The petition, which adds to a number of similar cases in the territory against China’s distressed developers, relates to a HK$1.6bn (US$200mn) financial obligation, according to a filing by Shimao to the Hong Kong stock exchange that did not provide further details.

The Shanghai-based company, which defaulted on its offshore debts in July 2022, said it would “oppose the petition vigorously and continue to work towards an offshore restructuring that maximises value for its stakeholders”.

Shimao’s Hong Kong-listed shares fell more than 14 per cent on Monday to an all-time low of HK$0.39.

China’s property sector has been mired in a prolonged slowdown since 2021 that has weighed on construction and the wider economy, as well as forcing waves of developers to default on offshore debts accumulated during an earlier industry-wide boom.

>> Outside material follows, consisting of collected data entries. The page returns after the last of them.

PR #3347, opened 2024-03-20
Avoid applying an offset to a null pointer

atoppi:
This PR addresses an undefined behavior (sum of `int` and `NULL` pointer) discovered by UBSan in the websockets transport.
Note: the sanitizer issues a runtime exception only while executing a janus binary **built with clang.**


lminiero:
Merging.

PR #3349, opened 2024-04-02
Add packet concealment for opus decoder in audiobridge

spscream:
I made clear changes for adding of plc to audiobridge, based on https://github.com/meetecho/janus-gateway/pull/3308 and to address issue with crack noises https://github.com/meetecho/janus-gateway/issues/3297


src/plugins/janus_audiobridge.c
```diff
@@ -1698,9 +1698,9 @@ typedef struct janus_audiobridge_participant {
 	OpusDecoder *decoder;		/* Opus decoder instance */
 	gboolean fec;				/* Opus FEC status */
 	int expected_loss;			/* Percentage of expected loss, to configure libopus FEC behaviour (default=0, no FEC even if negotiated) */
-	uint16_t expected_seq;		/* Expected sequence number */
 	uint16_t probation; 		/* Used to determine new ssrc validity */
 	uint32_t last_timestamp;	/* Last in seq timestamp */
+	uint16_t last_seq; /* Last sequence number */
```
atoppi, line 1703: fix comment alignment

atoppi (changes requested):
Thanks @spscream for preparing a clean PR for this feature. I've left some notes.

The main point of the discussion here is that we're basically ditching the FEC in favor of the PLC. There a couple of reasons for doing this:
1) Packet concealment is something browsers already do (and it definitely helps when there is loss), however audiobridge is terminating the RTP, so having a mechanism like this will greatly help to match audio quality experienced in sfu/p2p.
2) opus FEC is currently limited to a single packet, so it's totally useless in case of bursts of losses. Since bursts are probably the more frequent and disruptive case, PLC might have an advantage over FEC.

src/plugins/janus_audiobridge.c
```diff
@@ -8572,9 +8574,53 @@ static void *janus_audiobridge_participant_thread(void *data) {
 			if(participant->jitter) {
 				ret = jitter_buffer_get(participant->jitter, &jbp, participant->codec == JANUS_AUDIOCODEC_OPUS ? 960 : 160, NULL);
 				jitter_buffer_tick(participant->jitter);
-				if(ret != JITTER_BUFFER_OK) {
-					/* No packet in the jitter buffer? Move on the talking detection, if needed */
+
+				if(!first && participant->codec == JANUS_AUDIOCODEC_OPUS && (ret == JITTER_BUFFER_MISSING || ret == JITTER_BUFFER_INSERTION) && lost_packets_gap <= JITTER_BUFFER_MAX_GAP_SIZE) {
```
atoppi, line 8578: The previous code invoked `janus_audiobridge_participant_istalking` regardless of any other condition than `ret != JITTER_BUFFER_OK`, please restore this beahvior.

lminiero:
> we're basically ditching the FEC in favor of the PLC

I'd be against that. While it may be true it's useless for bursts > 1, it's still much better than concealment when loss is indeed 1.

src/plugins/janus_audiobridge.c
```diff
@@ -8547,8 +8548,9 @@ static void *janus_audiobridge_participant_thread(void *data) {
 	janus_audiobridge_rtp_relay_packet *mixedpkt = NULL;
 	janus_rtp_header *rtp = NULL;
 	gint64 now = janus_get_monotonic_time(), before = now;
-	gboolean first = TRUE, use_fec = FALSE;
+	gboolean first = TRUE;
 	int ret = 0;
+	int lost_packets_gap = 0;
```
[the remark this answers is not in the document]
spscream: I missed the logic for setting this to zero, you are right, thanks. I'll fix it.
Main idea of this - then webrtc client stops sending rtp media(e.g. in our case we are doing this then mic is muted on client), we still adding plc decodes and to avoid generation of it I added this condition. I could remove this logic, since this is not an expensive operation.

spscream:
> > we're basically ditching the FEC in favor of the PLC
> 
> I'd be against that. While it may be true it's useless for bursts > 1, it's still much better than concealment when loss is indeed 1.

I can add 1 fec packet recovery in case of first MISSING or INSERTION error, but It doesn't make sence too much. In our production environment fec recovery still leads to click sounds for some reason and I removed it completely. 
We use audiobridge with plc patch in production installs for our customers since last year and we had no issues with clicks at all since then.

src/plugins/janus_audiobridge.c
```diff
@@ -8572,9 +8574,53 @@ static void *janus_audiobridge_participant_thread(void *data) {
...
+						break;
+					}
+
+					int32_t output_samples;
+					opus_decoder_ctl(participant->decoder, OPUS_GET_LAST_PACKET_DURATION(&output_samples));
+
+					pkt = g_malloc(sizeof(janus_audiobridge_rtp_relay_packet));
+					pkt->data = g_malloc0(OPUS_SAMPLES * (participant->stereo ? 2 : 1) * sizeof(opus_int16));
+					pkt->ssrc = 0;
+					pkt->timestamp = participant->last_timestamp + 960;
```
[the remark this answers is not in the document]
spscream: can you please explain this? isn't timestamp incemented by 960 in case of normal decode?

src/plugins/janus_audiobridge.c
```diff
@@ -8572,9 +8574,53 @@ static void *janus_audiobridge_participant_thread(void *data) {
...
+						/* This means we're cleaning up, so don't try to decode */
+						janus_audiobridge_buffer_packet_destroy(bpkt);
+						break;
+					}
+
+					int32_t output_samples;
+					opus_decoder_ctl(participant->decoder, OPUS_GET_LAST_PACKET_DURATION(&output_samples));
+
+					pkt = g_malloc(sizeof(janus_audiobridge_rtp_relay_packet));
+					pkt->data = g_malloc0(OPUS_SAMPLES * (participant->stereo ? 2 : 1) * sizeof(opus_int16));
```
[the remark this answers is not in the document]
spscream: fixed

src/plugins/janus_audiobridge.c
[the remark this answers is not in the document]
spscream: fixed

src/plugins/janus_audiobridge.c
spscream: fixed

src/plugins/janus_audiobridge.c
spscream: this is left on line 8577, jitter_buffer_get doesn't return anything other than JITTER_BUFFER_MISSING || JITTER_bUFFER_INSERTION || JITTER_BUFFER_OK

src/plugins/janus_audiobridge.c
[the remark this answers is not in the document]
atoppi: Yes it's increased by 960, that matches the `OPUS_SAMPLES` macro. This is just for uniformity with another ts increase in plugin code.
In general `OPUS_SAMPES` is the number of opus samples in a 20ms packet with 48Khz sampling. That matches the RTP clock.

src/plugins/janus_audiobridge.c
atoppi: It's not the same.
The old code does this:
```
// every 20 ms loop
ret = jitter_buffer_get(participant->jitter, &jbp, participant->codec == JANUS_AUDIOCODEC_OPUS ? 960 : 160, NULL);
jitter_buffer_tick(participant->jitter);
if(ret != JITTER_BUFFER_OK) {
	janus_audiobridge_participant_istalking(session, participant, NULL, NULL);
} else {
	//parse g711 or decode opus (with fec)
	janus_audiobridge_participant_istalking
}
```

Your patch does not cover some paths, for example a g711 packet goes always in the decode path -> WRONG, should just do `janus_audiobridge_participant_istalking`.

IMHO this should be written as:

```
if(ret != JITTER_BUFFER_OK) {
	if(!first && participant->codec == JANUS_AUDIOCODEC_OPUS && lost_packets_gap <= JITTER_BUFFER_MAX_GAP_SIZE) {
		// Opus PLC stuff
                ...
	}
	else {
		/* No packet in the jitter buffer? Move on the talking detection, if needed */
		janus_audiobridge_participant_istalking(session, participant, NULL, NULL);
	}
} else {
	/* Decode the audio packet */
        ....
}
```

src/plugins/janus_audiobridge.c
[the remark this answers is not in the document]
atoppi: > Main idea of this - then webrtc client stops sending rtp media(e.g. in our case we are doing this then mic is muted on client), we still adding plc decodes and to avoid generation of it I added this condition. I could remove this logic, since this is not an expensive operation.
I see, that's a smart thing to do indeed.
In that case I'm not sure 20 packets are enough to consider incoming data as "silenced" (they are just about 400ms of audio, a network drop like that could not be so uncommon).
I'd consider increasing this number and test if generated concealed packets do not contain glitches of some kind that disrupts the audio or trigger the talking detection.

atoppi:
I'm in general in favor of this feature since its current absence is one evidence that make p2p calls slightly better than audiobridge.
Nonetheless I agree with @lminiero with the FEC aspect. We should use FEC data when available and then switch to PLC for the rest.

>  In our production environment fec recovery still leads to click sounds for some reason and I removed it completely.

@spscream
That might be due to several reasons:
- Was the sender really attaching fec data to the packets? Some browsers only do this when loss is being noticed
- Was the loss spotty or in bursts? As we already said, FEC will do nothing against bursts
- I'd not exclude bugs in the FEC decoding code, we already patched it a couple of times

spscream:
> I'm in general in favor of this feature since its current absence is one evidence that make p2p calls slightly better than audiobridge. Nonetheless I agree with @lminiero with the FEC aspect. We should use FEC data when available and then switch to PLC for the rest.
> 
> > In our production environment fec recovery still leads to click sounds for some reason and I removed it completely.
> 
> @spscream That might be due to several reasons:
> 
> * Was the sender really attaching fec data to the packets? Some browsers only do this when loss is being noticed
> * Was the loss spotty or in bursts? As we already said, FEC will do nothing against bursts
> * I'd not exclude bugs in the FEC decoding code, we already patched it a couple of times

I'm sure fec were attached to packets, we use only latest chrome and electron clients. Losses were in bursts and spotty.

I'm not sure how to implement fec now, since if first loss occured we generate plc now and output for encoder is going monotonically. If we delay generation of plc until second MISSING or INSERTION error, output of encoders will contain click sound, since input  isn't monotonically anymore and empty input on encode will cause click sound.

Is it encoder input has some sort of queue? If so I can try to postpone plc generation on first error until normal packet, if second MISSING or INSERTION error received, I will generate 2 plcs and don't use fec on subsequent JITTER_BUFFER_OK received.

src/plugins/janus_audiobridge.c
spscream: ok, changed

atoppi (approved):

atoppi:
Code looks good now.
Maybe we should add a configuration for a room: either use PLC or FEC. I agree that mixing the two things is not an easy task.
Also @spscream mentioning a buffer for th eencoder lead me to think about the effectiveness of FEC on "almost" empty `queue-in` buffers.
What happens if we mess a packet, mixer mixes-in an empty spot, then both new packet and previous forward corrected packet are put into the queue-in mixer queue. I guess some audio disruption is the effect (the robotic/metallic voice mentioned here?).

lminiero:
@spscream FYI, we just merged a couple of important fixes in the AudioBridge, plus the (optional) support for RNNoise that we had open for quite some time. I noticed this unfortunately caused some conflicts in your PR, could you rebase on the latest changes when you can? In the next few days we plan to make some tests of your effort too :v:

spscream:
> @spscream FYI, we just merged a couple of important fixes in the AudioBridge, plus the (optional) support for RNNoise that we had open for quite some time. I noticed this unfortunately caused some conflicts in your PR, could you rebase on the latest changes when you can? In the next few days we plan to make some tests of your effort too ✌️

rebased

src/plugins/janus_audiobridge.c
```diff
@@ -8777,9 +8779,61 @@ static void *janus_audiobridge_participant_thread(void *data) {
...
+						pkt = g_malloc(sizeof(janus_audiobridge_rtp_relay_packet));
+						pkt->data = g_malloc0(BUFFER_SAMPLES * sizeof(opus_int16));
+						pkt->ssrc = 0;
+						pkt->timestamp = participant->last_timestamp + OPUS_SAMPLES;
+						pkt->seq_number = participant->last_seq + 1;
+						/* This is a redundant packet, so we can't parse any extension info */
+						pkt->silence = FALSE;
+						janus_audiobridge_participant_istalking(session, participant, NULL, NULL);
+						pkt->length = opus_decode(participant->decoder, NULL, 0, (opus_int16 *)pkt->data, output_samples, 0);
+#ifdef HAVE_RNNOISE
```
spscream, line 8808: do we need to run this on plc packets?

lminiero: I think so, because PLC packets are generated from some sort of interpolation from the encoded audio, I believe, that we may have cleaned out of noise in previous iterations after decoding it. Not denoising the PLC audio could result in discontinuities in the audio.

spscream:
@lminiero any updates on this?

atoppi:
@spscream we are adding #3368 to the audiobridge in order to cleanup the buffers in muted/unmuted scenarios.
However a patch to this PR is still needed in order to check for `participant->muted` otherwise a muted participant will trigger PLC until the max gap size is reached.

src/plugins/janus_audiobridge.c
```diff
@@ -8777,9 +8779,61 @@ static void *janus_audiobridge_participant_thread(void *data) {
 					jitter_ticks = 0;
 				}
 				jitter_buffer_tick(participant->jitter);
+
 				if(ret != JITTER_BUFFER_OK) {
-					/* No packet in the jitter buffer? Move on the talking detection, if needed */
-					janus_audiobridge_participant_istalking(session, participant, NULL, NULL);
+					if(!first && participant->codec == JANUS_AUDIOCODEC_OPUS && lost_packets_gap <= JITTER_BUFFER_MAX_GAP_SIZE) {
```
atoppi, line 8784: Please add a check here for `participant->muted`, otherwise when a participant is muted every buffer tick will generate a concealed packet.

atoppi (changes requested):

src/plugins/janus_audiobridge.c
spscream: ok, added

atoppi (approved):

atoppi:
I'm adding a "please test" tag since I think this PR is ready to be tested.
I'd like to get some feedback from folks using audiobridge and interested in enhancing the perceived audio quality.

We've tested it a bit and did not find such a remarkable difference in respect to the FEC. Nevertheless I personally think this is a better approach overall, primarily because the current opus FEC is limited to a single packet.

spscream:
@lminiero done, rebased

lminiero:
Thanks! Merging then :+1:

The involvement of a prominent state-owned bank signals a new level of impatience among creditors as a cash crunch for property developers continues to worsen. So far, Beijing has emphasised the need to complete construction projects but stopped short of unveiling any official measures to help developers in difficulty.

Jason Ho, Asia leader at FTI Capital Advisors, which focuses on corporate finance and restructuring in the region, said many big state-backed banks had been involved in offshore lending, but one or two including CCB had been more “aggressive” and taking a more “active approach” to recover their assets.

He added that the winding-up petition was “significant” given the scale of Shimao and with CCB being a well-known name compared with lower-profile creditors who had previously filed comparable suits.

Shimao recorded 2023 revenues of Rmb59bn ($8.2bn), down 5.7 per cent on 2022. Named after a father and son duo who began running the company in 2001, Shimao had outlined a restructuring proposal in late March that included short-term and long-term notes, as well as convertible bonds.

Fellow developers Country Garden and Evergrande have also had winding-up petitions filed against them in Hong Kong, where the property developers have typically listed even though their assets are overwhelmingly in mainland China and subject to a different legal regime.

In January, judge Linda Chan ordered the liquidation of Evergrande’s Hong Kong entity more than two years after its 2021 default set off a wave of similar failures across its peers. The company had failed to work out a restructuring agreement with offshore creditors.

Country Garden, which defaulted in October after it was previously seen as one of China’s safest developers, had a winding-up petition filed against it in Hong Kong in February over a $200mn loan.

It said over the weekend that it had hired Linklaters as its principal legal adviser and would “work with the creditors to explore all feasible options of offshore liability restructuring”.

A hearing for the Shimao case has been scheduled at Hong Kong’s High Court for June 26. China Construction Bank did not immediately respond to a request for comment.